Парнишка запунцовел: это суровое «уважаю» ему явно понравилось.
 
— Посидим где-нить? — Маркку закурил.
 
— Можно… Можно ко мне: я здесь рядом живу.
 
— «*б твою мать!» — подумал Маркку: 
 
— Пошли!
 
Поймите правильно: Маркку не был злодеем. Просто он с детства усвоил: жизнь — стерва жестокая. И если другие всякие, даже и не такие белоручки, как этот фестон, понять этого не хотят, им же и хуже, лядь!
 
Например, сука-Вилли, но об этом замнем…
 
Матрос чувствовал: фестон (его Тимму звали) — новичок, в первый раз выползло на тропу войны это чудо военной техники.
 
Впрочем, Тимму был не дурак: поплутали малька закоулками, чтобы соседям глаза не мозолить, а в дом вошли со двора, с черного хода. Конечно: у таких в парадном всегда консьерж ошивается.
 
Поднимаясь по темноватой лестнице, Маркку подумал: «Вы*бать его, снасильничать здесь, сейчас — и делов! Пускай знает, как в «Тиволи» рассекать. На всю жизнь, небось, испугается. Эх, Вилли-Вилли!

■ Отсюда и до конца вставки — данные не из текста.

PR #2826, opened 2022-01-20
Memory and Query Use updates

evantahler:
The staging server is having OOM issues.  Here are some fixes:

1. The `/api/v1/status/private` endpoint will now throw an error if there is no active leader + `cli:start` is the active mode.  This will make it very easy to tell that something is wrong with the cluster
2. Fixes to the `Property.cached` lookup methods - this will remove a /lot/ of unnecessary SQL statements
3. Ensure that the batch sizes processed in the `recordProperty:importRecordProperties` are small and obey the provided limit

### Development

### Impact

### Code review

### DIFF
--- a/core/__tests__/models/property/localCache.ts
+++ b/core/__tests__/models/property/localCache.ts
@@ -9,6 +9,7 @@ describe("models/property", () => {
   let originalPropertyCount: number;
 
   beforeEach(() => (CachedProperties.expires = new Date().getTime() + 5000));
+  beforeEach(() => (CachedProperties.TTL = 0));
   afterAll(() => (CachedProperties.expires = 0));
 
   beforeAll(async () => {
--- a/core/__tests__/models/property/localCache.ts
+++ b/core/__tests__/models/property/localCache.ts
@@ -8,6 +8,9 @@ describe("models/property", () => {
   let source: Source;
   let originalPropertyCount: number;
 
+  beforeEach(() => (CachedProperties.expires = new Date().getTime() + 5000));
+  afterAll(() => (CachedProperties.expires = 0));
+
   beforeAll(async () => {
     await helper.factories.properties();
     source = await Source.findOne({ where: { state: "ready" } });
@@ -103,20 +106,47 @@ describe("models/property", () => {
   });
 
   describe("#findOneWithCache", () => {
-    let emailProperty: Property;
+    let firstNameProperty: Property;
 
     beforeAll(async () => {
-      emailProperty = await Property.findOne({ where: { key: "email" } });
+      firstNameProperty = await Property.findOne({
+        where: { key: "firstName" },
+      });
+      await firstNameProperty.update({ key: "FIRST NAME" });
+    });
+
+    test("after a Property is updated, the local cache should be invalid", async () => {
+      expect(CachedProperties.expires).toBeGreaterThan(0);
+      const lastNameProperty = await Property.findOne({
+        where: { key: "lastName" },
+      });
+      await lastNameProperty.update({ key: "LAST NAME" });
+      expect(CachedProperties.expires).toEqual(0);
     });
 
     test("it will find by id by default", async () => {
-      const found = await Property.findOneWithCache(emailProperty.id);
-      expect(found.key).toBe("email");
+      const found = await Property.findOneWithCache(firstNameProperty.id);
+      expect(found.id).toBe("firstName");
+      expect(found.key).toBe("FIRST NAME");
+    });
+
+    test("it will avoid using SQL when a cached property exists", async () => {
+      const cachedEmail = CachedProperties.properties.find(
+        (p) => p.id === firstNameProperty.id
+      );
+      // @ts-ignore
+      cachedEmail.__isCached = true;
+      const found = await Property.findOneWithCache(firstNameProperty.id);
+      expect(found.id).toBe("firstName");
+      expect(found.key).toBe("FIRST NAME");
+      // @ts-ignore
+      expect(found.__isCached).toBe(true);
     });
 
     test("it can find by other keys", async () => {
-      const found = await Property.findOneWithCache("email", "key");
-      expect(found.key).toBe("email");
+      const found = await Property.findOneWithCache("FIRST NAME", null, "key");
+      expect(found.id).toBe("firstName");
+      expect(found.key).toBe("FIRST NAME");
     });
 
     test("a cache miss will invalidate the cache", async () => {
--- a/core/__tests__/models/property/localCache.ts
+++ b/core/__tests__/models/property/localCache.ts
@@ -113,7 +113,8 @@ describe("models/property", () => {
       firstNameProperty = await Property.findOne({
         where: { key: "firstName" },
       });
-      await firstNameProperty.update({ key: "FIRST NAME" }); // should reset the cache
+      await firstNameProperty.update({ key: "FIRST NAME" });
+      CachedProperties.expires = 0;
     });
 
     test("after a Property is updated, the local cache should be invalid", async () => {
--- a/core/__tests__/models/property/localCache.ts
+++ b/core/__tests__/models/property/localCache.ts
@@ -117,6 +117,7 @@ describe("models/property", () => {
     });
 
     test("after a Property is updated, the local cache should be invalid", async () => {
+      CachedProperties.expires = new Date().getTime() + 1000 * 30;
       const lastNameProperty = await Property.findOne({
         where: { key: "lastName" },
       });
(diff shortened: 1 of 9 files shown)


core/src/models/Property.ts
```diff
@@ -331,13 +331,17 @@ export class Property extends LoggedModel<Property> {
...
+    lookupKey: keyof Property = "id"
+  ) {
     const properties = await Property.findAllWithCache(modelId);
-    let property = properties.find((p) => p.key === value);
+    let property = properties.find((p) => p[lookupKey] === value);
 
     if (!property) {
       property = await Property.findOne({
-        where: { [key]: value },
+        where: { [lookupKey]: value },
```
evantahler, line 343: Note the `[] vs .` lookup

This bug was leading to a /ton/ of SQL selects on every usage of `record.getProprties()` -> `recordProperty.getValue()` -> `recordProperty.ensureProperty()` -> `Property.findOneWithCache()`.

Prior to this fix, we were never finding a match because p.key (literal) was never matching an id, which is what "key" should have been.  This wasn't caught in tests, because we disable the cache in tests :/

andyjih: Any idea how long this bug has been out in the wild?

core/src/modules/ops/recordProperty.ts
```diff
@@ -228,10 +233,12 @@ async function preparePropertyImports(
...
-    await CLS.enqueueTask(`recordProperty:importRecordProperties`, {
-      propertyIds: properties.map((p) => p.id),
-      recordIds: uniqueRecordIds,
-    });
+    while (uniqueRecordIds.length > 0) {
+      await CLS.enqueueTask(`recordProperty:importRecordProperties`, {
+        propertyIds: properties.map((p) => p.id),
+        recordIds: uniqueRecordIds.splice(0, limit),
+      });
+    }
```
evantahler, line 241: Note the `.splice()` now present.

On staging, the task that was running out of memory looked like this:

```
debug: [ worker ] working job recordProperties workerId=1 class=recordProperty:importRecordProperties queue=recordProperties args={"propertyIds":["rul_fa41c80c-7a31-449a-9be6-fd5e0ebd58eb","rul_29cb27cb-c696-4527-929f-e302b969a423","rul_b7e3c82a-5ae2-4fc9-a0b4-f9e0eb319e29","rul_d5dbb7af-56f0-47c5-a4c8-128eb724b4c5","gender","rul_2a0e0039-9360-4b95-a1d0-75582841e23f","rul_85a8d395-080f-4974-b3db-36e59d2001b9","ip_address","vip"],"recordIds":"2997 items"}
```

That's a reasonable number of properties for an unreasonable number of records.  This change enqueues a few jobs (rather than one huge one) never to exceed the `limit` number of records at a time.

core/src/models/Property.ts
evantahler: @pedroslopez any suggestions on how we could test this one?

evantahler: @andyjih probably for at least a few months

core/src/modules/ops/recordProperty.ts
evantahler: This is a rather timely addition to https://github.com/grouparoo/grouparoo/pull/2817 (cc @bleonard)

core/__tests__/tasks/recordProperty/enqueue/grouppedAggregations.ts
```diff
@@ -0,0 +1,134 @@
...
+      await mario.markPending();
+      await luigi.markPending();
+      await toad.markPending();
+      await peach.markPending();
+
+      // shuffle the order of things so all the updated properties will be found in the first group
+      for (const person of [mario, luigi, toad, peach]) {
+        await api.sequelize.query(
+          `UPDATE "recordProperties" SET "updatedAt"=NOW() WHERE "recordId"='${person.id}' and "propertyId"='${email.id}'`
+        );
```
pedroslopez: Curious why not use the ORM for this

core/src/models/Property.ts
pedroslopez: I think we should definitely check that we're returning the cached properties in the tests. One idea is setting `CachedProperties.expires` explicitly to something in the future, and setting something like `_isCached` on the cached property within the test that we can check on the returned property from `findOneWithCache`.

Here's a quick example as an update to https://github.com/grouparoo/grouparoo/blob/463d74aaf43e6d9635efea9c9dd333cf396f11a4/core/__tests__/models/property/localCache.ts#L112

```ts
CachedProperties.expires = new Date().getTime() + 5000;
const cachedEmail = CachedProperties.properties.find(
  (p) => p.id === emailProperty.id
);
// @ts-ignore
cachedEmail.__isCached = true;
const found = await Property.findOneWithCache(emailProperty.id);
expect(found.key).toBe("email");
// @ts-ignore
expect(found.__isCached).toBe(true);
```

Typescript yells at you because `__isCached` isn't in the type, but I think it's _ok_ for the test.

Now, one thing I did notice is that in the tests the `id` and `key` are both the same (`email`), so the test would still pass in this case. They should be different to actually test this properly.

core/__tests__/tasks/recordProperty/enqueue/grouppedAggregations.ts
evantahler: I tried a few ways to bump the updatedAt and Seqeulize *really* doesn't let you.  We do have a utility for this kind of thing (also using raw SQL) that I'll move over to using - https://github.com/grouparoo/grouparoo/blob/118f95913d6bab113a91d1d10f214e8629127af7/plugins/%40grouparoo/spec-helper/src/lib/specHelper.ts#L661-L673

evantahler: 74e28410f98e9ad49f3e250a57059d5e4ef0914e makes things a little nicer

core/src/models/Property.ts
evantahler: Nice suggestion! messing with the cached object to ensure we get it back is a good path forward

evantahler: better cache tests via 09d6e77dc9e18b0c5638ee9d22c00a8640643ddf

core/src/actions/status.ts
```diff
@@ -32,6 +33,14 @@ export class PrivateStatus extends AuthenticatedAction {
...
 
     const samples = await Status.get();
+    const { leader } = await task.details();
+    const runMode = getGrouparooRunMode();
+
+    if (!leader && runMode === "cli:start") {
+      throw new Error(
+        `no leader for this Grouparoo cluster "${clusterName}" (${runMode})`
+      );
+    }
```
evantahler, line 43: This change to the private status action will ensure that we are notified if there are no workers/leaders for a given cluster

plugins/@grouparoo/spec-helper/src/lib/specHelper.ts
```diff
@@ -659,16 +659,26 @@ export namespace helper {
...
   ) {
-    const { api } = await import("actionhero");
-    const tableName = instance.constructor["tableName"];
+    const { api, config } = await import("actionhero");
+    const tableName = instances[0].constructor["tableName"];
+    const sqlDate =
+      timestamp === true
+        ? config.sequelize.dialect === "sqlite"
+          ? "strftime('%Y-%m-%d %H-%M-%S','now')"
+          : "NOW()"
```
evantahler, line 672: Looks like "NOW()" doesn't really exist in SQLite

core/__tests__/models/property/localCache.ts
```diff
@@ -103,20 +106,48 @@ describe("models/property", () => {
...
+      await firstNameProperty.update({ key: "FIRST NAME" });
+      expect(CachedProperties.expires).toEqual(0);
+    });
+
+    test("after a Property is updated, the local cache should be invalid", async () => {
+      const lastNameProperty = await Property.findOne({
+        where: { key: "lastName" },
+      });
+      await lastNameProperty.update({ key: "LAST NAME" });
+      expect(CachedProperties.expires).toEqual(0);
```
pedroslopez, line 125: Should we set or check that `CachedProperties.expires` is something else before this? I believe it would be `0` anyway at this point.

core/__tests__/models/property/localCache.ts
```diff
@@ -103,20 +106,48 @@ describe("models/property", () => {
...
     test("it will find by id by default", async () => {
-      const found = await Property.findOneWithCache(emailProperty.id);
-      expect(found.key).toBe("email");
+      const found = await Property.findOneWithCache(firstNameProperty.id);
+      expect(found.id).toBe("firstName");
+      expect(found.key).toBe("FIRST NAME");
+    });
+
+    test("it will avoid using SQL when a cached property exists", async () => {
+      const cachedEmail = CachedProperties.properties.find(
```
pedroslopez: This should be `cachedFirstName` or something, `email` isn't quite right

pedroslopez (commented):
Looks good! Just some minor testing notes

evantahler:
@pedroslopez test updated! one more review please :D

pedroslopez (approved):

Сучонок, а?..»
 
Тимму бормотал, между тем, что мечтал бы тоже на флот.
 
Они вошли в квартиру, и Маркку в темноте резко прижал к себе Тимму. Прошептал, касаясь лица шершавыми губами:
 
— А знаешь, что бывает с юнгами по ночам?.. Вся команда, лядь! И все молча, в очередь. А он с утра, как медведь, в раскоряку, а?..
 
(— «Или погонит сейчас, или у такого у самого крышу снесет. Лучше пускай погонит!..»)
 
Для верности (надо же было действовать!) матрос нашарил губы хозяина, втянул их в себя, такие пухлые и словно липкие от конфет, жестко обвел языком.
 
Тимму дышать перестал, испуганный. Маркку пролез Тимму в рот. От неожиданности Тимму закашлялся.
 
Зажгли свет. Даже по кухне было ясно: квартира здорово богатая.
 
— Отец-то кто? — спросил Маркку, следуя дальше в комнаты.
 
— Профессор. Вот тут гостиная!.. — поспешил следом фестон.
 
В обширной комнате среди прочего барского барахла висел огромный портрет: генерал в чудноватой форме.
 
— Это прадедушка, — сказал Тимму. — Генерал-адъютант царя.
 
Маркку щелкнул каблуками и отдал портрету честь:
 
— Выпьем за предков?
 
Тимму налил в высокие узкие бокалы что-то темно-тягучее. Нет, чтобы водочки.
 
Вся эта роскошь еще больше раздражила матроса. Чокаясь, он жестко подумал о девственной гузке фестона, о том, как будет больно тому.
 
— А что, Маркку, юнги ВСЕГДА обязаны спать с командой? — Тимму был явно заинтригован.
 
— В уставе так прямо об этом не сказано, —  отвечал Маркку серьезно, но внутри давился от хохота. — Однако ж сам посуди: на корабле одни мужики, и ничего лишнего. Ничего личного… Скважины только в дверях и в жопах.
 
Он сам теперь разлил пойло, ароматное, словно бабушкино варенье, и вкусное:
 
— А в общем, как поставишь себя!
 
Тимму явно поплыл уже. Облизнул губы:
 
— Маркку, а ты… Ты ведь тоже был юнгой?
 
— Нет, я с пеленок контр-адмирал! — Маркку вдруг самого понесло. — И ничего хорошего, когда вся команда! Завсегда на конец подцепишь… Венеричка, короче.
 
(— «Эх, Вилли, млядин гнус!..»)
 
Увидев страх в глазах фестона, Маркку шевельнул ногой:
 
— Что мы, как на поминках сидим?! Давай потанцуем хоть…
 
И добавил осторожно-насмешливо, но вышло-то вовсе презрительно:
 
— Родители не вернутся?
 
— Они в Салто уехали на три дня… В имение.
 
— «Имение! — подумал Маркку. — Вот говно!..»
 
*
Тимму поставил пластинку. Маркку задумчиво послушал новомодно-наглючие негритянские выкрики.
 
— *уйня! Давай фоксик или тангО… Ничего, что ругаюсь?
 
— Мне нравится! — уши у Тимму стали малиновыми. — Поругайся еще, пожалуйста!
 
Маркку пожал плечами:
 
— Нарочно — зачем? Мы же не сосунки…
 
Зазвучало танго, вроде б испанское. Тенор очень всерьез, но со слезой надежды — в нем жаловался. Голос был не слащавый, а строго мужской, честный, даже трагический.
 
— Под такое пить, а не дрыгаться! — Маркку, однако ж, поднялся, сгреб и надежно прижал к себе Тимму:
 
— Я — мужик, а ты это… сейчас как будто бы женщина…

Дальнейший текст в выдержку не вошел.